At month 15, it’s too early to say if the marijuana industry is generating these types of secondary benefits such as more urban living options and with it restaurants, arts and culture, nightlife and recreational options. We may not see this for some time. But right now there is no debate that the marijuana industry is generating even more marijuana industry and with it a windfall of taxes.
On the other side of the boom is the fear that Pueblo will gain a marijuana stigma it will never shake, hurt economic development and tourism, thus, hurting the region. Or we become so attached to the tax monies, that on the outside chance marijuana becomes illegal, Pueblo’s economy crashes again.
If Pueblo is in danger of becoming a pot town it is not because of pot, rather Pueblo is absent of other options to rival this growth.
Just the other day, a friend told me of a business in Boulder that has a 420 friendly policy. It is a tech business. Its entry level position pays similarly to a “high-paying job” from UTC Aerospace Systems at $45,000 which PEDCO recruited earlier this year.
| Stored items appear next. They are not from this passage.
Issue #6733, opened 2022-11-03
Validate that device ignores PFC frame received with no bit set in the class enable vector


neethajohn:
**Description**
We need to cover 2 cases here
1. pfc frame accounting on the DUT
2.  DUT reaction to the pfc frames

Device should ignore PFC frame received with no bit set in the class enable vector field. It should not account for those and not react to pfc frames

With the following topology,

ixia port 1 --> dut --> ixia port2
1. Send lossless and lossy traffic from ixia port 1 to ixia port 2
3.  Send pfc frames with class enable vector field set to 0 and max pause quanta specified in all time class fields from ixia port2 at a duration needed to fully block the egress queue

**Describe the results you expected:**
1. "show pfc counters" on the dut should not account those packets in RX pfc
2.  With traffic running and pause frames being sent, "show queue counters" should show a continuous increase in traffic

PR #8515, opened 2023-06-07
[Snappi] Validate that switch ignores PFC frame received with no bit set in the class enable vector

developfast:
### Description of PR

Summary: Device should ignore PFC frame received with no bit set in the class enable vector field. It should not account for those and not react to pfc frames. 

We need to cover 2 cases here:

1) PFC frame accounting on the DUT
2) DUT reaction to the pfc frames

With the following topology,

ixia port 1 --> dut --> ixia port2

Send lossless and lossy traffic from ixia port 1 to ixia port 2
Send pfc frames with class enable vector field set to 0 and max pause quanta specified in all time class fields from ixia port2 at a duration needed to fully block the egress queue

Fixes # (issue) #6733

### Type of change

- [ ] Bug fix

### Back port request
- [ ] 201911
- [X] 202012
- [X] 202205

Close RDMA related test gap 

#### How did you do it?
Set the class enable vector to 0, and performed traffic flow validation on both the ixia side as well as the switch

Tested on RDMA testbed in the lab

### DIFF
--- a/tests/common/snappi/common_helpers.py
+++ b/tests/common/snappi/common_helpers.py
@@ -705,3 +705,20 @@ def get_pfc_frame_count(duthost, port, priority, is_tx=False):
     pause_frame_count = raw_out.split()[priority + 1]
 
     return int(pause_frame_count.replace(',', ''))
+
+
+def get_queue_count(duthost, port, priority):
+    """
+    Get the egress queue count in packets and bytes for a given port and priority from SONiC CLI.
+    This is the equivalent of the "show queue counters" command.
+    Args:
+        duthost (Ansible host instance): device under test
+        port (str): port name
+        priority (int): priority of flow
+    Returns:
+        tuple (int, int): total count of packets and bytes in the queue
+    """
+    raw_out = duthost.shell("show queue counters {} | sed -n '/\(UC{}\)/p'".format(port, priority))['stdout']
+    total_pkts = raw_out.split()[2]
+    total_bytes = raw_out.split()[3]
+    return int(total_pkts.replace(',', '')), int(total_bytes.replace(',', ''))
--- a/tests/common/snappi/common_helpers.py
+++ b/tests/common/snappi/common_helpers.py
@@ -707,7 +707,7 @@ def get_pfc_frame_count(duthost, port, priority, is_tx=False):
     return int(pause_frame_count.replace(',', ''))
 
 
-def get_queue_count(duthost, port, priority):
+def get_egress_queue_count(duthost, port, priority):
     """
     Get the egress queue count in packets and bytes for a given port and priority from SONiC CLI.
     This is the equivalent of the "show queue counters" command.
--- a/tests/common/snappi/common_helpers.py
+++ b/tests/common/snappi/common_helpers.py
@@ -718,7 +718,7 @@ def get_queue_count(duthost, port, priority):
     Returns:
         tuple (int, int): total count of packets and bytes in the queue
     """
-    raw_out = duthost.shell("show queue counters {} | sed -n '/\(UC{}\)/p'".format(port, priority))['stdout']
+    raw_out = duthost.shell("show queue counters {} | sed -n '/UC{}/p'".format(port, priority))['stdout']
     total_pkts = raw_out.split()[2]
     total_bytes = raw_out.split()[3]
     return int(total_pkts.replace(',', '')), int(total_bytes.replace(',', ''))
--- a/tests/common/snappi/snappi_helpers.py
+++ b/tests/common/snappi/snappi_helpers.py
@@ -309,8 +309,3 @@ def wait_for_arp(snappi_api, max_attempts=10, poll_interval_sec=1):
                   "ARP is not resolved in {} seconds".format(max_attempts * poll_interval_sec))
 
     return attempts
-
-
-class class_enable_vector(Enum):
-    NO_BIT_SET = 0
-    BIT_SET = 1
--- a/tests/common/snappi/snappi_helpers.py
+++ b/tests/common/snappi/snappi_helpers.py
@@ -8,6 +8,7 @@ chassis instead of reading it from fanout_graph_facts fixture.
 from tests.common.helpers.assertions import pytest_assert
 from tests.common.snappi.common_helpers import ansible_stdout_to_str, get_peer_snappi_chassis
 import time
+from enum import Enum
 
 
 class SnappiFanoutManager():
@@ -308,3 +309,8 @@ def wait_for_arp(snappi_api, max_attempts=10, poll_interval_sec=1):
                   "ARP is not resolved in {} seconds".format(max_attempts * poll_interval_sec))
 
     return attempts
+
+
+class class_enable_vector(Enum):
+    NO_BIT_SET = 0
+    BIT_SET = 1
--- a/tests/snappi/pfc/files/helper.py
+++ b/tests/snappi/pfc/files/helper.py
@@ -3,11 +3,11 @@ import logging
 from tests.common.helpers.assertions import pytest_assert
 from tests.common.fixtures.conn_graph_facts import conn_graph_facts,\
     fanout_graph_facts                  # noqa F401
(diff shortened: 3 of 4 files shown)


tests/common/snappi/snappi_helpers.py
```diff
@@ -308,3 +309,8 @@ def wait_for_arp(snappi_api, max_attempts=10, poll_interval_sec=1):
                   "ARP is not resolved in {} seconds".format(max_attempts * poll_interval_sec))
 
     return attempts
+
+
+class class_enable_vector(Enum):
```
baiwei0427, line 314: Do we really need Enum for this? bool should be enough?

tests/snappi/pfc/files/helper.py
```diff
@@ -519,9 +531,16 @@ def __verify_results(rows,
...
                                   format(dropped_packets))
 
-        # Check if pause frames are counted in the PFC counters
-        for peer_port, prios in flow_port_config[1].items():
-            for prio in prios:
-                pfc_pause_rx_frames = get_pfc_frame_count(duthost, peer_port, prio)
+    # Check if pause frames are correctly counted in the PFC counters
+    for peer_port, prios in flow_port_config[1].items():
+        for prio in range(len(prios)):
+            pfc_pause_rx_frames = get_pfc_frame_count(duthost, peer_port, prios[prio])
```
baiwei0427, line 537: Please specify is_tx for get_pfc_frame_count

tests/snappi/pfc/files/helper.py
```diff
@@ -519,9 +531,16 @@ def __verify_results(rows,
...
+            total_egress_packets, _ = get_queue_count(duthost, peer_port, prios[prio])
+            if test_flow_pause and class_enable_vec == class_enable_vector.BIT_SET:
```
baiwei0427, line 539: Why test_flow_pause needs to be true here?

tests/snappi/pfc/files/helper.py
```diff
@@ -519,9 +531,16 @@ def __verify_results(rows,
...
                 pytest_assert(pfc_pause_rx_frames > 0,
                               "PFC pause frames with zero source MAC are not counted in the PFC counters")
+            elif class_enable_vec == class_enable_vector.NO_BIT_SET:
+                pytest_assert(pfc_pause_rx_frames == 0,
+                              "PFC pause frames with no bit set in the class enable vector should be dropped")
+                pytest_assert(total_egress_packets == test_tx_frames[prio], "Queue counters should increment for \
```
baiwei0427, line 545: Why we need this? The comment in L534 says this for loop is used for checking PFC counters.

tests/snappi/pfc/test_pfc_pause_unset_bit_enable_vector.py
```diff
@@ -0,0 +1,127 @@
...
+from tests.common.snappi.snappi_helpers import class_enable_vector
+from tests.common.snappi.qos_fixtures import prio_dscp_map, all_prio_list, lossless_prio_list,\
+    lossy_prio_list # noqa F401
+
+logger = logging.getLogger(__name__)
+
+pytestmark = [pytest.mark.topology('tgen')]
+
+
+def test_pfc_unset_bit_enable_vector_single_lossless_prio(snappi_api, # noqa F811
```
baiwei0427, line 19: The function names see too long

baiwei0427 (changes requested):

tests/common/snappi/common_helpers.py
```diff
@@ -705,3 +705,20 @@ def get_pfc_frame_count(duthost, port, priority, is_tx=False):
     pause_frame_count = raw_out.split()[priority + 1]
 
     return int(pause_frame_count.replace(',', ''))
+
+
+def get_queue_count(duthost, port, priority):
```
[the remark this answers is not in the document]
developfast: Yes I will change this name

tests/snappi/pfc/files/helper.py
```diff
@@ -308,7 +315,8 @@ def __gen_traffic(testbed_config,
         pause_pkt = pause_flow.packet.pfcpause()[-1]
         pause_pkt.src.value = pfc_pause_src_mac if pfc_pause_src_mac else '00:00:fa:ce:fa:ce'
         pause_pkt.dst.value = '01:80:C2:00:00:01'
-        pause_pkt.class_enable_vector.value = vector
+        pause_pkt.class_enable_vector.value = class_enable_vector.NO_BIT_SET.value if class_enable_vec == \
```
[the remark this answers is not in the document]
developfast: That is what this is doing

tests/snappi/pfc/files/helper.py
developfast: This is for the previous test gap and has nothing to do with this test gap - pfc frames should be greater than zero if we expect the queue to be paused - that's what test_flow_pause means

tests/snappi/pfc/files/helper.py
developfast: I will make it clearer but we also need to check that regular packets are able to flow through and show up in the egress queue when the class enable vector is not set since the pfc pause frames received by the switch from the ixia is invalid, and the switch will not pause.

baiwei0427: You can make the information of pytest_assert clearer, e.g., "PFC pause frames with no bit set in the class enable vector should not pause any data packets. And queue counters should increment correspondingly."

baiwei0427 (changes requested):

tests/common/snappi/snappi_helpers.py
neethajohn: Can you model this exactly as the class vector - This is a 8 bit field. bit0-7 represent priorities 0-7. if bit 3 is enabled, it means this is a pause frame and the pause quanta is present in the time (class 3) field

neethajohn: agree this should be bool. no other values are possible

tests/snappi/pfc/files/helper.py
```diff
@@ -519,9 +531,19 @@ def __verify_results(rows,
...
+        for prio in range(len(prios)):
+            pfc_pause_rx_frames = get_pfc_frame_count(duthost, peer_port, prios[prio], is_tx=False)
+            total_egress_packets, _ = get_egress_queue_count(duthost, peer_port, prios[prio])
+            if class_enable_vec == class_enable_vector.BIT_SET:
                 pytest_assert(pfc_pause_rx_frames > 0,
                               "PFC pause frames with zero source MAC are not counted in the PFC counters")
+            elif class_enable_vec == class_enable_vector.NO_BIT_SET:
+                pytest_assert(pfc_pause_rx_frames == 0,
+                              "PFC pause frames with no bit set in the class enable vector should be dropped")
+                pytest_assert(total_egress_packets == test_tx_frames[prio], "Queue counters should increment for \
```
neethajohn, line 548: I would suggest to keep only generic comparisons in this func. any checks specific to a testcase can reside in the testcase file or a separate func here. eg. L544 doesn't make sense in the context of this testcase

developfast: L544 doesn't apply to this test case - it was there before for an earlier test case

tests/common/snappi/snappi_helpers.py
developfast: Changed to bool

tests/snappi/pfc/files/helper.py
```diff
@@ -40,7 +40,8 @@ def run_pfc_test(api,
                  prio_dscp_map,
                  test_traffic_pause,
                  headroom_test_params=None,
-                 pfc_pause_src_mac=None):
+                 pfc_pause_src_mac=None,
+                 class_enable_vec=True):
```
baiwei0427, line 44: It seems to me that "set_class_enable_vec" is a better name.

developfast: Ok, will change

baiwei0427 (approved):

neethajohn (approved):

We aren’t Boulder, of course, but in that little statement is inherent threat of both the pro-cannabists and the Pueblo economic development crowd. Pueblo is competing not against, La Junta, Goodland, Kansas, or Casper, Wyoming. Pueblo doesn’t live in a vacuum where other similarly sized cities are competing for our jobs, but we have the sticky stuff.
Santa Fe and Taos have art. Florence has antiques. The upper Arkansas region has tourism. Denver has the western metropolitan life. Ft. Collins and Boulder have entrepreneurship and tech industries from their university systems.
So when Pueblo City Council Dennis Flores tells KRDO, we just need a way to keep tourists here for five days. Or when someone tells me Pueblo is going to turn into new Amsterdam, How? Show us your work on this because we all benefit.
What do we have to offer that makes us unique and competitive on some level to all the places I mentioned? How are you going to get tourists, even pot tourists to come to Pueblo? How are you going to improve the quality of living so we attract those who want to stay here?
I don’t think these are rhetorical, cynical questions. But it does create interesting bedfellows as both economic development and the marijuana industry attempt to grow the local economy.
Answer these questions and no longer will the Steel City be worried about becoming a pot town because at that point, and just like Boulder, even with marijuana, we’ll have more than just marijuana.
And to further complicate this predicament, as more states legalize marijuana that’s only going to increase demand increasing Pueblo’s marijuana production strengthening the economy.